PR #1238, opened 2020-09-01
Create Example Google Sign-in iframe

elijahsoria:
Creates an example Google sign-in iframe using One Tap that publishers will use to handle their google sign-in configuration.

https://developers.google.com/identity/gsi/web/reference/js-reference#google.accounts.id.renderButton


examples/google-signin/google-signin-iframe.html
....................
- Exercise aim
Across the data, how many lines have the word "iframe" in them? Respond with the number alone.

- Answer
3